→ **WHAT THE TASK ASKS**
Each record should be output exactly, with every character kept.

[Stored data entries]
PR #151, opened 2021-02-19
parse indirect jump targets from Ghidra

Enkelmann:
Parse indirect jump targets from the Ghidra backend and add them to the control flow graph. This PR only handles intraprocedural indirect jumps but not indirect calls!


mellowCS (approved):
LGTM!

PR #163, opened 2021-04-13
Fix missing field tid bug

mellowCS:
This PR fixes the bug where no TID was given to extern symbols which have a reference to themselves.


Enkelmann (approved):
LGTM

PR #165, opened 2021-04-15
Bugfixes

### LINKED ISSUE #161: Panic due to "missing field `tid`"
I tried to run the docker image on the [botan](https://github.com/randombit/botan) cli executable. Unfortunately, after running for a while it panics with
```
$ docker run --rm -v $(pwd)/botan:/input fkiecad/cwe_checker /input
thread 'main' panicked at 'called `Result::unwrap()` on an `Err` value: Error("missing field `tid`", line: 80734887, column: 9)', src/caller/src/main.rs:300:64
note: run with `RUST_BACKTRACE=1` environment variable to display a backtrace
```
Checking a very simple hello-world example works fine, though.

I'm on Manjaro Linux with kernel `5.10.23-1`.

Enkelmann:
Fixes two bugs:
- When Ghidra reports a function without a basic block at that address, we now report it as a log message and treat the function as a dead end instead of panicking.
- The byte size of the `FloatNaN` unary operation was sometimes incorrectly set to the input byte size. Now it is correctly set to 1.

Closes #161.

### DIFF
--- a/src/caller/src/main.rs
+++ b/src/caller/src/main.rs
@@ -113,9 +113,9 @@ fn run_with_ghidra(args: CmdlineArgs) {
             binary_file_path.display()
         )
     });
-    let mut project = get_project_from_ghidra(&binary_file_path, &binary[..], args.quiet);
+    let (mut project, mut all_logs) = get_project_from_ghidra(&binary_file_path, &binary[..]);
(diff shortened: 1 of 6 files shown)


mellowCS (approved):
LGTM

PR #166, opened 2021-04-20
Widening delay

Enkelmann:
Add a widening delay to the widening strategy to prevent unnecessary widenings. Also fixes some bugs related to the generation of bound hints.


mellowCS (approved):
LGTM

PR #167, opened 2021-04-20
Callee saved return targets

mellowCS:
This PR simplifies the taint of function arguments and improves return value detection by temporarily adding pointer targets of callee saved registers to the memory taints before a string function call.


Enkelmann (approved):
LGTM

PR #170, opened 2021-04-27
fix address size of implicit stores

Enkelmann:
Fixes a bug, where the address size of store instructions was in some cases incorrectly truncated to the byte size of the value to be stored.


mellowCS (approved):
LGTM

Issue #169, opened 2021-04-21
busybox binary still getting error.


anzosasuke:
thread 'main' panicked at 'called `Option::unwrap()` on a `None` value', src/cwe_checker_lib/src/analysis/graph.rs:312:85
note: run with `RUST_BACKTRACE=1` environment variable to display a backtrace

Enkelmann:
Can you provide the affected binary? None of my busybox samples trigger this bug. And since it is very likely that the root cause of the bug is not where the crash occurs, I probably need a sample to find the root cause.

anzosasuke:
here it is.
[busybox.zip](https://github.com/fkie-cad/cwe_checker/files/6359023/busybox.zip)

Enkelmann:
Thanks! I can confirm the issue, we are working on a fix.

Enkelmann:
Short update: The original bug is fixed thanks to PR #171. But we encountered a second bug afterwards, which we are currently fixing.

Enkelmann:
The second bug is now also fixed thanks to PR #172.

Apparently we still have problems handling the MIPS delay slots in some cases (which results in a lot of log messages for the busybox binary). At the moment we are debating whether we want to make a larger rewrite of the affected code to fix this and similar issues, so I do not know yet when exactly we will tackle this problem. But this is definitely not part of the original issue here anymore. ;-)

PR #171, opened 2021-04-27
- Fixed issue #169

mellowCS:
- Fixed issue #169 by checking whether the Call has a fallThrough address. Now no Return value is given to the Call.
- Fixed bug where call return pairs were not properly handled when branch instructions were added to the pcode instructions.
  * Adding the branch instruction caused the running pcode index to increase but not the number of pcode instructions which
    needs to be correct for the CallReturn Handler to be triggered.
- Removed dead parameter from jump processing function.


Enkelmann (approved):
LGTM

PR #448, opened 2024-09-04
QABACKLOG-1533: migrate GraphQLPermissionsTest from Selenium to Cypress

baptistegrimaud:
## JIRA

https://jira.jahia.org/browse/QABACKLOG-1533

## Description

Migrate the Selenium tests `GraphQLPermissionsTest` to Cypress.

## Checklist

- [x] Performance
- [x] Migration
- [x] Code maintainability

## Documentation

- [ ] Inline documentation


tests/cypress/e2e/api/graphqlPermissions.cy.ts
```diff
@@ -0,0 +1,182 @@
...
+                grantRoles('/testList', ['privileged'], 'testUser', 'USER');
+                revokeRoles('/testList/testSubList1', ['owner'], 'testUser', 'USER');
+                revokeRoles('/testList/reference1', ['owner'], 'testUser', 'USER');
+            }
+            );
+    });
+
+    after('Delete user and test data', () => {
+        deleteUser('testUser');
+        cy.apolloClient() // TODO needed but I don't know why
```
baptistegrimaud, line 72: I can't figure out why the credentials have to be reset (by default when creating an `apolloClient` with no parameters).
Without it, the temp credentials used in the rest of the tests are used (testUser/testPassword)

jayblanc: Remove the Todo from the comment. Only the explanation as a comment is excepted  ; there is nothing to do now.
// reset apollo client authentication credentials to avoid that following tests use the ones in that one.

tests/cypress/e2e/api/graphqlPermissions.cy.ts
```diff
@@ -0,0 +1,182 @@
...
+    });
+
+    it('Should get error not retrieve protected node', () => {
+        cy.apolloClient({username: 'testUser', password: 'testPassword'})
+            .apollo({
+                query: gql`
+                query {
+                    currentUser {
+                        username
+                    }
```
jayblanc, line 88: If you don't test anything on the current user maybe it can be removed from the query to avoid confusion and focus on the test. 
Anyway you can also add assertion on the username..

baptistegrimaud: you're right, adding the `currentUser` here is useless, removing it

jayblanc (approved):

→ **OUTPUT FOR THIS EXERCISE**
PR #151, opened 2021-02-19
parse indirect jump targets from Ghidra

Enkelmann:
Parse indirect jump targets from the Ghidra backend and add them to the control flow graph. This PR only handles intraprocedural indirect jumps but not indirect calls!


mellowCS (approved):
LGTM!

PR #163, opened 2021-04-13
Fix missing field tid bug

mellowCS:
This PR fixes the bug where no TID was given to extern symbols which have a reference to themselves.


Enkelmann (approved):
LGTM

PR #165, opened 2021-04-15
Bugfixes

### LINKED ISSUE #161: Panic due to "missing field `tid`"
I tried to run the docker image on the [botan](https://github.com/randombit/botan) cli executable. Unfortunately, after running for a while it panics with
```
$ docker run --rm -v $(pwd)/botan:/input fkiecad/cwe_checker /input
thread 'main' panicked at 'called `Result::unwrap()` on an `Err` value: Error("missing field `tid`", line: 80734887, column: 9)', src/caller/src/main.rs:300:64
note: run with `RUST_BACKTRACE=1` environment variable to display a backtrace
```
Checking a very simple hello-world example works fine, though.

I'm on Manjaro Linux with kernel `5.10.23-1`.

Enkelmann:
Fixes two bugs:
- When Ghidra reports a function without a basic block at that address, we now report it as a log message and treat the function as a dead end instead of panicking.
- The byte size of the `FloatNaN` unary operation was sometimes incorrectly set to the input byte size. Now it is correctly set to 1.

Closes #161.

### DIFF
--- a/src/caller/src/main.rs
+++ b/src/caller/src/main.rs
@@ -113,9 +113,9 @@ fn run_with_ghidra(args: CmdlineArgs) {
             binary_file_path.display()
         )
     });
-    let mut project = get_project_from_ghidra(&binary_file_path, &binary[..], args.quiet);
+    let (mut project, mut all_logs) = get_project_from_ghidra(&binary_file_path, &binary[..]);
(diff shortened: 1 of 6 files shown)


mellowCS (approved):
LGTM

PR #166, opened 2021-04-20
Widening delay

Enkelmann:
Add a widening delay to the widening strategy to prevent unnecessary widenings. Also fixes some bugs related to the generation of bound hints.


mellowCS (approved):
LGTM

PR #167, opened 2021-04-20
Callee saved return targets

mellowCS:
This PR simplifies the taint of function arguments and improves return value detection by temporarily adding pointer targets of callee saved registers to the memory taints before a string function call.


Enkelmann (approved):
LGTM

PR #170, opened 2021-04-27
fix address size of implicit stores

Enkelmann:
Fixes a bug, where the address size of store instructions was in some cases incorrectly truncated to the byte size of the value to be stored.


mellowCS (approved):
LGTM

Issue #169, opened 2021-04-21
busybox binary still getting error.


anzosasuke:
thread 'main' panicked at 'called `Option::unwrap()` on a `None` value', src/cwe_checker_lib/src/analysis/graph.rs:312:85
note: run with `RUST_BACKTRACE=1` environment variable to display a backtrace

Enkelmann:
Can you provide the affected binary? None of my busybox samples trigger this bug. And since it is very likely that the root cause of the bug is not where the crash occurs, I probably need a sample to find the root cause.

anzosasuke:
here it is.
[busybox.zip](https://github.com/fkie-cad/cwe_checker/files/6359023/busybox.zip)

Enkelmann:
Thanks! I can confirm the issue, we are working on a fix.

Enkelmann:
Short update: The original bug is fixed thanks to PR #171. But we encountered a second bug afterwards, which we are currently fixing.

Enkelmann:
The second bug is now also fixed thanks to PR #172.

Apparently we still have problems handling the MIPS delay slots in some cases (which results in a lot of log messages for the busybox binary). At the moment we are debating whether we want to make a larger rewrite of the affected code to fix this and similar issues, so I do not know yet when exactly we will tackle this problem. But this is definitely not part of the original issue here anymore. ;-)

PR #171, opened 2021-04-27
- Fixed issue #169

mellowCS:
- Fixed issue #169 by checking whether the Call has a fallThrough address. Now no Return value is given to the Call.
- Fixed bug where call return pairs were not properly handled when branch instructions were added to the pcode instructions.
  * Adding the branch instruction caused the running pcode index to increase but not the number of pcode instructions which
    needs to be correct for the CallReturn Handler to be triggered.
- Removed dead parameter from jump processing function.


Enkelmann (approved):
LGTM

PR #448, opened 2024-09-04
QABACKLOG-1533: migrate GraphQLPermissionsTest from Selenium to Cypress

baptistegrimaud:
## JIRA

https://jira.jahia.org/browse/QABACKLOG-1533

## Description

Migrate the Selenium tests `GraphQLPermissionsTest` to Cypress.

## Checklist

- [x] Performance
- [x] Migration
- [x] Code maintainability

## Documentation

- [ ] Inline documentation


tests/cypress/e2e/api/graphqlPermissions.cy.ts
```diff
@@ -0,0 +1,182 @@
...
+                grantRoles('/testList', ['privileged'], 'testUser', 'USER');
+                revokeRoles('/testList/testSubList1', ['owner'], 'testUser', 'USER');
+                revokeRoles('/testList/reference1', ['owner'], 'testUser', 'USER');
+            }
+            );
+    });
+
+    after('Delete user and test data', () => {
+        deleteUser('testUser');
+        cy.apolloClient() // TODO needed but I don't know why
```
baptistegrimaud, line 72: I can't figure out why the credentials have to be reset (by default when creating an `apolloClient` with no parameters).
Without it, the temp credentials used in the rest of the tests are used (testUser/testPassword)

jayblanc: Remove the Todo from the comment. Only the explanation as a comment is excepted  ; there is nothing to do now.
// reset apollo client authentication credentials to avoid that following tests use the ones in that one.

tests/cypress/e2e/api/graphqlPermissions.cy.ts
```diff
@@ -0,0 +1,182 @@
...
+    });
+
+    it('Should get error not retrieve protected node', () => {
+        cy.apolloClient({username: 'testUser', password: 'testPassword'})
+            .apollo({
+                query: gql`
+                query {
+                    currentUser {
+                        username
+                    }
```
jayblanc, line 88: If you don't test anything on the current user maybe it can be removed from the query to avoid confusion and focus on the test. 
Anyway you can also add assertion on the username..

baptistegrimaud: you're right, adding the `currentUser` here is useless, removing it

jayblanc (approved):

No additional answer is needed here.